Ask HN: Who gets VPN access at your company? - joshdance

At my current company, VPN access is very hard to get. You have to ask your manager, and fill out a form, and he has to approve it, and then pass the request to systems etc etc. As a result hardly anyone has it.<p>How widespread is VPN access at your company? Does everyone get it, or only a select few? Also what is the size of your company? Mine is around 400 people.
======
greenyoda
Pretty much anyone who uses a computer at my workplace has VPN access. No
special approval is required. The same ID that gives you access to local
network resources (printers, file servers, intranet sites, etc.) gets you on
the VPN. The company has several hundred employees, and the VPN can support
hundreds of users.

Aside from people whose jobs require a lot of travel (sales, etc.), only a few
people work remotely on a regular basis, and some others work remotely a few
days a month.
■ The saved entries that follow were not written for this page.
PR #256, opened 2021-01-25
Fix reconciliation retry scheduler

stefanprodan:
Reconciliation failures should be scheduled at the specified retry interval. Log the reconciliation error instead of returning it, so that controller-runtime doesn't requeue immediately. 

Followup: #250

### DIFF
--- a/controllers/kustomization_controller.go
+++ b/controllers/kustomization_controller.go
@@ -156,7 +156,7 @@ func (r *KustomizationReconciler) Reconcile(ctx context.Context, req ctrl.Reques
 			r.recordReadiness(ctx, kustomization)
 			log.Info(msg)
 			// do not requeue immediately, when the source is created the watcher should trigger a reconciliation
-			return ctrl.Result{RequeueAfter: kustomization.Spec.Interval.Duration}, nil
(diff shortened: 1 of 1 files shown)


controllers/kustomization_controller.go
```diff
@@ -215,36 +215,33 @@ func (r *KustomizationReconciler) Reconcile(ctx context.Context, req ctrl.Reques
...
-		return ctrl.Result{RequeueAfter: kustomization.GetRetryInterval()}, reconcileErr
+		log.Error(reconcileErr, fmt.Sprintf("Reconciliation failed after %s, next try in %s",
+			time.Now().Sub(reconcileStart).String(),
+			kustomization.GetRetryInterval().String()),
+			"revision",
+			source.GetArtifact().Revision)
+		r.event(ctx, reconciledKustomization, source.GetArtifact().Revision, events.EventSeverityError,
+			reconcileErr.Error(), nil)
+		return ctrl.Result{RequeueAfter: kustomization.GetRetryInterval()}, nil
+	} else {
```
hiddeco, line 234: Given the `if` does a `return`, this `else` isn't strictly required?

hiddeco (approved):

PR #4, opened 2020-11-12
Implement Boruvka's Algorithm

Victor-C-Zhang:
Implementation and small testing loads for Boruvka
Disabling optimizations for local debugging use cases
Changing some types in L0 to accommodate larger inputs


CMakeLists.txt
```diff
@@ -140,18 +140,55 @@ if(NOT Boost_FOUND)
...
   l0_sampling/sketch.cpp
   l0_sampling/update.cpp
+  util.cpp
 )
 target_link_libraries(l0sampling PRIVATE xxHash::xxhash)
+if("${CMAKE_CXX_COMPILER_ID}" STREQUAL "GNU")
+  target_compile_options(l0sampling PRIVATE -O3)
+elseif("${CMAKE_CXX_COMPILER_ID}" STREQUAL "MSVC")
+  target_compile_options(l0sampling PRIVATE /O2)
+endif()
```
Abi1024, line 169: I'm not sure why we need different compiler options based on the compiler here?

Victor-C-Zhang: Different compilers have different syntax for the optimization flags. This bit of code is copied from the previous iteration, iirc

include/graph.h
```diff
@@ -0,0 +1,44 @@
...
+  /**
+   * Main algorithm utilizing Boruvka and L_0 sampling.
+   * @return a vector of the connected components in the graph.
+   */
+  vector<set<Node>> connected_components();
+};
+
+class UpdateLockedException : public exception {
+  virtual const char* what() const throw() {
+    return "The graph cannot be updated: Connected components algorithm has "
```
Abi1024, line 38: I don't have much experience with C++'s exception handling. Could you explain this part in more depth?

Victor-C-Zhang: This defines an exception that is thrown if we try to modify the graph after the connected components algo is run. It prints an error string as defined in the return.

include/sketch.h
```diff
@@ -12,14 +12,14 @@ using namespace std;
  */
 class Sketch {
   const long seed;
-  const int n;
+  const unsigned long long int n;
```
tseip: unsigned long long is fine (and correct) but consider using uint64_t in the future. I think it shows intent more clearly. other integer types in C++ aren't as well defined as long longs (which are guaranteed to be at least 64 bits, but not necessarily exactly 64 bits)

include/util.h
```diff
@@ -1,10 +1,34 @@
 #pragma once
 
+typedef long long int ll;
```
tseip: I'm not so sure we want these in the header file unless you want these typedefs accessible everywhere. Maybe an anonymous namespace?

util.cpp
```diff
@@ -0,0 +1,55 @@
...
+
+const ull ULLMAX = std::numeric_limits<ull>::max();
+
+unsigned long long int double_to_ull(double d, double epsilon) {
+  return (unsigned long long) (d + epsilon);
+}
+
+ull nondirectional_non_self_edge_pairing_fn(ull i, ull j) {
+  // swap i,j if necessary
+  if (i > j) {
```
tseip, line 17: use std::swap - it should be as fast or faster than this

util.cpp
```diff
@@ -0,0 +1,55 @@
...
+    i^=j;
+    j^=i;
+    i^=j;
+  }
+  ull jm = j-1ull;
```
tseip, line 20: maybe there's something subtle here that I'm not seeing but isn't all of this equivalent to

const ull max_in = std::max(i, j);
const ull min_in = std::min(i, j);
return min_in * max_in * (max_in / 2ull)

If it is, I think the above will be much faster given that there's no branching.

util.cpp
```diff
@@ -0,0 +1,55 @@
...
+  else jm>>=1ull;
+  if (ULLMAX/j < jm)
+    throw std::overflow_error("Computation would overflow unsigned long long max");
+  j*=jm;
+  if (ULLMAX-j < i)
+    throw std::overflow_error("Computation would overflow unsigned long long max");
+  return i+j;
+}
+
+std::pair<ull, ull> inv_nondir_non_self_edge_pairing_fn(ull idx) {
```
tseip, line 31: It's unclear to me what this function is doing exactly - think about this for a bit and see if you can write it in a clearer way

util.cpp
Victor-C-Zhang: I don’t see how it’s faster: std::swap uses copy-construction, according to `cppreference`
```
template <class T> void swap ( T& a, T& b ) {   T c(a); a=b; b=c; }
```

Is this an empirical result you’ve seen in practice?

util.cpp
```diff
@@ -0,0 +1,55 @@
...
+  else i = idx-j*((j-1ull)>>1ull);
+  return {i, j};
+}
+
+ull cantor_pairing_fn(ull i, ull j) {
+  if (ULLMAX - i < j)
+    throw std::overflow_error("Computation would overflow unsigned long long max");
+  if (j < ULLMAX && ULLMAX - i < j+1ull)
+    throw std::overflow_error("Computation would overflow unsigned long long max");
+  ull am = i+j, bm = i+j+1ull;
```
tseip, line 46: see comment in nondirectional_edge_self_pairing, I think this is more or less the same math

include/util.h
```diff
@@ -1,10 +1,34 @@
...
+
 /**
  * Cast a double to unsigned long long with epsilon adjustment.
  * @param d         the double to cast.
  * @param epsilon   optional parameter representing the epsilon to use.
  */
-unsigned long long int double_to_ull(double d, double epsilon = 0.00000001) {
-  return (unsigned long long) (d + epsilon);
-}
+unsigned long long int double_to_ull(double d, double epsilon = 0.00000001);
```
tseip, line 8: I still don't quite understand what this is meant to do (or rather, why std::round is insufficient)

include/graph.h
```diff
@@ -0,0 +1,44 @@
...
+enum UpdateType {
+  INSERT,
+  DELETE,
+};
+
+typedef pair<Edge, UpdateType> GraphUpdate;
+
+class Graph{
+  const unsigned long long int num_nodes;
+  bool UPDATE_LOCKED = false;
```
tseip: nit: I don't think this has to be all-caps. Nothing else is and I think it's at best misleading (it isn't const)

graph.cpp
```diff
@@ -0,0 +1,83 @@
...
+    delete supernodes[i];
+  delete supernodes;
+  delete representatives;
+}
+
+void Graph::update(GraphUpdate upd) {
+  if (UPDATE_LOCKED) throw UpdateLockedException();
+  Edge &edge = upd.first;
+  // ensure lhs < rhs
+  if (edge.first > edge.second) {
```
tseip, line 28: std::swap

tseip (changes requested):
Had a few comments - see them inline. You don't necessarily need to 'fix' every one (you may disagree with them), but some response would be good

util.cpp
tseip: Even if cppreference mentions that as a reference implementation (I can't find it), almost no library would ever implement it that way, and even if they did, modern compilers would be able to optimize the above significantly better than the xor trick. Also, that doesn't necessarily invoke copy construction - it's likely move construction at best.

See https://godbolt.org/z/54esx8 for a direct comparison in an arbitrary compiler - you can see std::swap generates fewer instructions with any optimization enabled.

tseip: Perhaps even more notably, with NO optimization the reference implementation you give above is actually better:
https://godbolt.org/z/3o5Mnd
And with optimization it reduces to std;:swap

include/sketch.h
Victor-C-Zhang: good point, I'll change that with the other changes in the PR

include/util.h
Victor-C-Zhang: probably true, I'll add them to `cpp` files where I use them

util.cpp
Victor-C-Zhang: interesting, I didn't know that. I'll change that

util.cpp
Victor-C-Zhang: We're potentially working with numbers where these calculations could silently overflow. We want to test if any of these operations would overflow, and report it.

include/util.h
Victor-C-Zhang: Admittedly, this is a hack to get around another, hackier, hack. We want the same effect as integer flooring, but there's a weird quirk in floating point to unsigned types where sometimes a value very close to a whole number `n` will round down to `n-1`. We could compromise by always rounding up, but since this rounding shows up in creating `c*log n` buckets, this may end up increasing our memory footprint by a non-insignificant amount.

To me, this is the least-bad option, though I would like to hear your thoughts on it.

util.cpp
Victor-C-Zhang: this inverts the pairing function. I'm not too sure I could make the calculations more transparent. I could add the explicit calculations into the header/documentation if you think it would be helpful

include/util.h
tseip: I guess I'm asking why std::round wouldn't work specifically - it should always round to the nearest integer (sometimes up, sometimes down) except in cases where that integer is unrepresentable, in which case it will round to the nearest representable int (which I don't think we should be hitting)

util.cpp
tseip: I think that can still be tested though (however this is fine)

util.cpp
tseip: No this is okay - if you have some reference for what this pairing is doing or where it's taken from you could include it in a comment (like a citation almost) which would help future coders figure out what you were doing

tseip (approved):
LGTM!

include/util.h
Victor-C-Zhang: std::round would work to give us something that could work, but we may run into an issue where it causes us to use more memory than we need to and perhaps run longer than we need to. In almost every other situation I would agree with using std::round, but since this is an area where we need to be very parsimonious with our memory usage, I'm inclined against using a round.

But having the infrastructure to have many employees work
remotely gives us the ability to keep the business going if there are
transportation disruptions like blizzards, hurricanes or transit strikes.

------
byoung2
At my last job (ClearChannel, now iHeartMedia), it took a form and approvals
from my manager and several department heads including IT and HR. There were
10,000+ employees there. At my current job, we've grown from 7 to 35 since
I've been here, and everyone has a VPN login, but few people use it.

------
bennyp101
There's about 20 of us in the office, and maybe 5 or so that have VPN access.
If you don't need it, you dont get it.

Conversely, I used to work for a big red o, and everyone had VPN, with access
cards etc.

Depends on the job/environment. Usually if you need it, you'll be granted it.